**Directions for this task**
Go through the material and copy each line in which the word "working" shows up.

**The records**
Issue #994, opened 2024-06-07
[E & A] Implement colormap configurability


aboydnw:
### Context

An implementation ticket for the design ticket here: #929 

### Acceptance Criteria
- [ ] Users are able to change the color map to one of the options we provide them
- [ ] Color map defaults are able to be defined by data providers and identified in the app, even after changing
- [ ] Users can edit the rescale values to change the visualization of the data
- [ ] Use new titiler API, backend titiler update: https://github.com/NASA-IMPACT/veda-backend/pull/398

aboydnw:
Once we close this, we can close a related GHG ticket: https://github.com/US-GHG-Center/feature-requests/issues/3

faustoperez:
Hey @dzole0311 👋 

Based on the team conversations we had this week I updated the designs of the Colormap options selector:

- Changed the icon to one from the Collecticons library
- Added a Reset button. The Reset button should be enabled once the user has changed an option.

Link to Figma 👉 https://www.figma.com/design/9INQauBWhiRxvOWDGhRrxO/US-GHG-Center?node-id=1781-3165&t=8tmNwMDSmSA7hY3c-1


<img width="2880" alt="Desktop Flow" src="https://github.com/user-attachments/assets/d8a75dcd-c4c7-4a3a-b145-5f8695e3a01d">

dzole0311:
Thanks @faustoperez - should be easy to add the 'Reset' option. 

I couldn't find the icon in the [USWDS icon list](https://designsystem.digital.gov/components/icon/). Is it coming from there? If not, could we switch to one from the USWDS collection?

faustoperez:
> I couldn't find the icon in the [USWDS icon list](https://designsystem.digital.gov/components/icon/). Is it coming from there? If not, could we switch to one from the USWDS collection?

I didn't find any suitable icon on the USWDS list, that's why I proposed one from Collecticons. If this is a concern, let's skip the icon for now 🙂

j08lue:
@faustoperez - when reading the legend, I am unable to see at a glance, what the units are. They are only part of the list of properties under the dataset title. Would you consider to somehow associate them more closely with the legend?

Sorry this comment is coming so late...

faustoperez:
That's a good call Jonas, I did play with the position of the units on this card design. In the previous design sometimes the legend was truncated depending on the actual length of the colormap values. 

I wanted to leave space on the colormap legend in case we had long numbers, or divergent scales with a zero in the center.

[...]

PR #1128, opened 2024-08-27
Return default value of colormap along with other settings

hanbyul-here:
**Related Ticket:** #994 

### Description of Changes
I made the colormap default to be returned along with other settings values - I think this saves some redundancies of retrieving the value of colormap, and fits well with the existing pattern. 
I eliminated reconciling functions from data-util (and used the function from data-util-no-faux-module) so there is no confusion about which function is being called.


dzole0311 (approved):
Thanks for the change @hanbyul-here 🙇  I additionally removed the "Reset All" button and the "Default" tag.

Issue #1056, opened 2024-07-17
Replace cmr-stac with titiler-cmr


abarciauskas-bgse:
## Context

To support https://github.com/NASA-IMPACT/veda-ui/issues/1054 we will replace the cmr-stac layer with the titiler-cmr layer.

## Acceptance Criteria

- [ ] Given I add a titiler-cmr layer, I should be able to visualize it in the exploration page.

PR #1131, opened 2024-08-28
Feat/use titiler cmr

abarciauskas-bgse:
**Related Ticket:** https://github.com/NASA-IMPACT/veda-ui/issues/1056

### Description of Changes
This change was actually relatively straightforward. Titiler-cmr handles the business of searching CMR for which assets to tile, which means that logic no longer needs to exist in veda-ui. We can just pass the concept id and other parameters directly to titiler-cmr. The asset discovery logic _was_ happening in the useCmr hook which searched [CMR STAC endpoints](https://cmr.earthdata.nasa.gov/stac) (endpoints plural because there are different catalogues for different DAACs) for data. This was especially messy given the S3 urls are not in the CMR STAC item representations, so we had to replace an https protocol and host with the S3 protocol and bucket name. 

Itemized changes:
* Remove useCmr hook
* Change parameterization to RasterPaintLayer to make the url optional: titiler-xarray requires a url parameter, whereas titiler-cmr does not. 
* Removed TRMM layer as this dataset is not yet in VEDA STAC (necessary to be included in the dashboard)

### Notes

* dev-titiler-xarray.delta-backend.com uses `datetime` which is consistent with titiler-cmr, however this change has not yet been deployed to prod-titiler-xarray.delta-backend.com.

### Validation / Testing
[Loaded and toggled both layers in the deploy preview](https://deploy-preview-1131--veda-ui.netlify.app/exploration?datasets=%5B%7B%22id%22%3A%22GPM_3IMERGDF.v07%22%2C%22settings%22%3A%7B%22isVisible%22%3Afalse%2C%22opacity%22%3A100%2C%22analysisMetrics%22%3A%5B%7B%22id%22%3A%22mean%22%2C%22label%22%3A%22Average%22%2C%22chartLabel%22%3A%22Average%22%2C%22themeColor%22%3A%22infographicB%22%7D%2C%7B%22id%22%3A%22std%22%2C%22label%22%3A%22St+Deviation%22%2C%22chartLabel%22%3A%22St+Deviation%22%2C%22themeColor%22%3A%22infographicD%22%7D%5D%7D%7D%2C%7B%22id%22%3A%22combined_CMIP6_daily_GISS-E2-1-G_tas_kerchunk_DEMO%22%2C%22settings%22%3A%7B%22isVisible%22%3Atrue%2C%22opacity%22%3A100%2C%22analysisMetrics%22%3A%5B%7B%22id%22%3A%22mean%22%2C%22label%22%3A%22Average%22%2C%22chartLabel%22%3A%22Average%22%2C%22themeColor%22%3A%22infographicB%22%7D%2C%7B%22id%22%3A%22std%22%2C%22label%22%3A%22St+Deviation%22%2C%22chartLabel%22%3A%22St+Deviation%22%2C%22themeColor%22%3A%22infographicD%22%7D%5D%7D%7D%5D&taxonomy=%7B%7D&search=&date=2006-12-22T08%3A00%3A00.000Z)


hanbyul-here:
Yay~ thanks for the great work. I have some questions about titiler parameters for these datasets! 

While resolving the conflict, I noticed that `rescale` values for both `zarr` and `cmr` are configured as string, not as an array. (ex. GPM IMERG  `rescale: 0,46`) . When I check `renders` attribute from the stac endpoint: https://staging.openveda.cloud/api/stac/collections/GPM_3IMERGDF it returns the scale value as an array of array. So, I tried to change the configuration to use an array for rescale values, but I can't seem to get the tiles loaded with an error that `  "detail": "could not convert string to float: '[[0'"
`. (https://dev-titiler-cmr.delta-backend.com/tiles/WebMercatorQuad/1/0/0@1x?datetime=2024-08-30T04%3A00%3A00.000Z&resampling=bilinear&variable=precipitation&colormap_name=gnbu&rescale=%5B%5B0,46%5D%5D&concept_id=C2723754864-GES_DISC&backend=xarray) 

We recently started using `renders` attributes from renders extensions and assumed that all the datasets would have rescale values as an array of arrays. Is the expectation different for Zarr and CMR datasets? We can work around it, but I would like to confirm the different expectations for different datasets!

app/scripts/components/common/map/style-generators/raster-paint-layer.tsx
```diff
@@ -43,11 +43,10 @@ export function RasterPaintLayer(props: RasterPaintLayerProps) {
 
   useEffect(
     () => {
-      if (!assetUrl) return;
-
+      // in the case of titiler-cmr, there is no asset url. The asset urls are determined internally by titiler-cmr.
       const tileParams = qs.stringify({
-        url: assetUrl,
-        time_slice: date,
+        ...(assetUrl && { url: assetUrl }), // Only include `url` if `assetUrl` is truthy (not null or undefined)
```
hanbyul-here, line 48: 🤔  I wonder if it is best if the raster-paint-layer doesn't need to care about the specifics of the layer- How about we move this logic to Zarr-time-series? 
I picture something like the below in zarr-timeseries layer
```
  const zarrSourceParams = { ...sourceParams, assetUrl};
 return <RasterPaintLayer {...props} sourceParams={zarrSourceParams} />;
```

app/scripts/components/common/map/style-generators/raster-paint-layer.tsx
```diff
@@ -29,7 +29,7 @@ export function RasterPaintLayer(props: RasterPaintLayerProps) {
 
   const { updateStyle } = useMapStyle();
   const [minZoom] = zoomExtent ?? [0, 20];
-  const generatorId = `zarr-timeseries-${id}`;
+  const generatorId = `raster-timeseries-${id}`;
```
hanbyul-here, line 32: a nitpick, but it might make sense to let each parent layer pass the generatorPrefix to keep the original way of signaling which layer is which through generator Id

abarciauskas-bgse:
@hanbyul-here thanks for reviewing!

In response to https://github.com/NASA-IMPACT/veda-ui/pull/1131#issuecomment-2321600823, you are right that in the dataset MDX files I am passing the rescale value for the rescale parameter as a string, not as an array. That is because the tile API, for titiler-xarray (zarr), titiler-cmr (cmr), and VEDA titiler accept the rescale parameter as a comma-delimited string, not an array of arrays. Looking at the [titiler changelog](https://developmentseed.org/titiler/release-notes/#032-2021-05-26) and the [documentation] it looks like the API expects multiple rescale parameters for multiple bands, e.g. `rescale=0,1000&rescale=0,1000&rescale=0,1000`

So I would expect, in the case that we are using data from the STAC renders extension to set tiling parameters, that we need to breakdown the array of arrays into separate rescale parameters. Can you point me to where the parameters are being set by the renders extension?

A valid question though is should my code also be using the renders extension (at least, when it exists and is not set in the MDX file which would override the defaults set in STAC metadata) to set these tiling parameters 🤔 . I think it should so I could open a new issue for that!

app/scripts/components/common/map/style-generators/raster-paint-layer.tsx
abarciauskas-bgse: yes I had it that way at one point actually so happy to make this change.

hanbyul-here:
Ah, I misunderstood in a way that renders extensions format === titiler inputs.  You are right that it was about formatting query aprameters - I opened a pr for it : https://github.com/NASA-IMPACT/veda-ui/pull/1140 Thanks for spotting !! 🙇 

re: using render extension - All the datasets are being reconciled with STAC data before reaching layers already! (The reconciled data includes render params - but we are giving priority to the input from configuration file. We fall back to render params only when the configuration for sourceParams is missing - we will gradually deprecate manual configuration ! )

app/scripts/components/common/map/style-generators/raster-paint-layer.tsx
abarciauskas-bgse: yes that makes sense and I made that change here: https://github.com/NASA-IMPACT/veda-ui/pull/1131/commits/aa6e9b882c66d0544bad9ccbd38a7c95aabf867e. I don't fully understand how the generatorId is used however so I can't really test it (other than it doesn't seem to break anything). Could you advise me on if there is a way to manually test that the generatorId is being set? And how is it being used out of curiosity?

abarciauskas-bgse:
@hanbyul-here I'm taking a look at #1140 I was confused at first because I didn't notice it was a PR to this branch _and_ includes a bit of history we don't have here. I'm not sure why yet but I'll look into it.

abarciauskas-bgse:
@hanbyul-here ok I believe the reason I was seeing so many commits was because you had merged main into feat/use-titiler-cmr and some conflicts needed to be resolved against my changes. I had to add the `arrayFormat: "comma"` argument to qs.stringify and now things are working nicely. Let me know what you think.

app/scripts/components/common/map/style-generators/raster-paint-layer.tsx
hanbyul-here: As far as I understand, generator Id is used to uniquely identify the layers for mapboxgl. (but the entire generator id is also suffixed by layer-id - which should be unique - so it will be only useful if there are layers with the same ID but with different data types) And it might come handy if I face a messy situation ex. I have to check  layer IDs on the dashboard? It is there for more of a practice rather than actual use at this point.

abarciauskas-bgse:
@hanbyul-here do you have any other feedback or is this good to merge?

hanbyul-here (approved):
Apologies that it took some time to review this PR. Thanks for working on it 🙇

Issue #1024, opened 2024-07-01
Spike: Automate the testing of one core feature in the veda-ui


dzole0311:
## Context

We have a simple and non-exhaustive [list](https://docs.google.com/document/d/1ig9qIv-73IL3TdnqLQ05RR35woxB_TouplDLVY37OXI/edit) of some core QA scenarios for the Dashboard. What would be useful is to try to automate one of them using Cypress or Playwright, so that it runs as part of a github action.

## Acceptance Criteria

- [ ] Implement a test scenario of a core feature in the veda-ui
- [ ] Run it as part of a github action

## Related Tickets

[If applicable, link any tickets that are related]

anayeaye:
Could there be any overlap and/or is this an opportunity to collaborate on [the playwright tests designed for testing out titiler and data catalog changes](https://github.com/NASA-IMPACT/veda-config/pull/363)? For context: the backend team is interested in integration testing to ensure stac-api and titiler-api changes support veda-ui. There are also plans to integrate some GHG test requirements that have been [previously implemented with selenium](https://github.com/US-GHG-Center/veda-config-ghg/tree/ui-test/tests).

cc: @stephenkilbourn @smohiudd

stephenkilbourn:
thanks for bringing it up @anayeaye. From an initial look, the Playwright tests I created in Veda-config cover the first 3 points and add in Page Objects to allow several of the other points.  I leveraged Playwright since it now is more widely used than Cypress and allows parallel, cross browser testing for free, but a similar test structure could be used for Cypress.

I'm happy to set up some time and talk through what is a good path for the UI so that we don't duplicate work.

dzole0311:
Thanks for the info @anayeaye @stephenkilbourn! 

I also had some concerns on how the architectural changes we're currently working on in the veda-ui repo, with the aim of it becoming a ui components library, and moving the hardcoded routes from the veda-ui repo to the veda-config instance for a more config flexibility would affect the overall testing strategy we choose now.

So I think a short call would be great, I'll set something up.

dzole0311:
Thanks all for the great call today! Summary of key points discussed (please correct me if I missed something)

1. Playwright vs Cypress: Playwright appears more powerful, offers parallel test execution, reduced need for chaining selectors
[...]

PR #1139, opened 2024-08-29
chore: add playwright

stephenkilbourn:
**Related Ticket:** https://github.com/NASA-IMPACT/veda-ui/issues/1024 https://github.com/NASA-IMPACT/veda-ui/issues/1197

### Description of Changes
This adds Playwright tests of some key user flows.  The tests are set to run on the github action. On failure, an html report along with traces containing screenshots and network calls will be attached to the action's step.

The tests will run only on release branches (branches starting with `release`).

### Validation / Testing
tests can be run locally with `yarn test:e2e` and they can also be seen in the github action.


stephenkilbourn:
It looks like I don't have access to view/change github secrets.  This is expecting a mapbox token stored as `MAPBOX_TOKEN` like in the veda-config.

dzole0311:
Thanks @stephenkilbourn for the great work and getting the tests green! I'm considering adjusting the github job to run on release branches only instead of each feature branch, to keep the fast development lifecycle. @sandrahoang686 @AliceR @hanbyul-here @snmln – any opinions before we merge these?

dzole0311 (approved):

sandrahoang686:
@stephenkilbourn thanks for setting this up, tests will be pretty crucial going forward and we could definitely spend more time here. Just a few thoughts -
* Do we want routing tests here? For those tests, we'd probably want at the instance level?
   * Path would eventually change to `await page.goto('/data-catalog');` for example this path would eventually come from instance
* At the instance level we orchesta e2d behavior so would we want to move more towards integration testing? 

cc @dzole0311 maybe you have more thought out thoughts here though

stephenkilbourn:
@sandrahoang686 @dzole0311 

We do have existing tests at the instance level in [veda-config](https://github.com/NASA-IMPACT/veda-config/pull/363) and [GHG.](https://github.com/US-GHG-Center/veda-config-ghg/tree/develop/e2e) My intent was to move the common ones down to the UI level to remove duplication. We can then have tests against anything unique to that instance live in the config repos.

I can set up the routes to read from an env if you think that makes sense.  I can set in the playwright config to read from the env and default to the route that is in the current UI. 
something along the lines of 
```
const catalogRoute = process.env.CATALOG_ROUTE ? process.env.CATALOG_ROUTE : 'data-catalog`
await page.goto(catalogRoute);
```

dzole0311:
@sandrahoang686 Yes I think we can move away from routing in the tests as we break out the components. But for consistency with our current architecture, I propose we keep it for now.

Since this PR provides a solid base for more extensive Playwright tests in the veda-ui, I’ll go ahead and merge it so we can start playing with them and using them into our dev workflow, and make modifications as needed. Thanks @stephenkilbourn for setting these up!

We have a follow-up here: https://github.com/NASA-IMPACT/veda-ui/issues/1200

**Your solution**
@hanbyul-here ok I believe the reason I was seeing so many commits was because you had merged main into feat/use-titiler-cmr and some conflicts needed to be resolved against my changes. I had to add the `arrayFormat: "comma"` argument to qs.stringify and now things are working nicely. Let me know what you think.
Apologies that it took some time to review this PR. Thanks for working on it 🙇
I also had some concerns on how the architectural changes we're currently working on in the veda-ui repo, with the aim of it becoming a ui components library, and moving the hardcoded routes from the veda-ui repo to the veda-config instance for a more config flexibility would affect the overall testing strategy we choose now.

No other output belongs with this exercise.